ACTIVITY - Write down exactly the lines of the records below, beginning with the first and ending with the line that includes "2. Added ID validation.".

DATASET CONTENT -

PR #654, opened 2026-04-30
fix(helm): add missing gateway permission fields in ConfigMap

iamninihuang:
## What problem does it solve?
This PR fixes a bug where gateway permissions (`allowedUsers`, `allowAllUsers`, etc.)
were missing from the Helm Chart template.
It also improves robustness in NOTES.txt.\n\n

## How does it solve it?
1. Added missing fields to `configmap.yaml`.
2. Added ID validation.
3. Updated `NOTES.txt` to handle list-type commands safely.

### DIFF
--- a/charts/openab/templates/NOTES.txt
+++ b/charts/openab/templates/NOTES.txt
@@ -24,22 +24,22 @@ Agents deployed:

ANSWER BELOW -
PR #654, opened 2026-04-30
fix(helm): add missing gateway permission fields in ConfigMap

iamninihuang:
## What problem does it solve?
This PR fixes a bug where gateway permissions (`allowedUsers`, `allowAllUsers`, etc.)
were missing from the Helm Chart template.
It also improves robustness in NOTES.txt.\n\n

## How does it solve it?
1. Added missing fields to `configmap.yaml`.
2. Added ID validation.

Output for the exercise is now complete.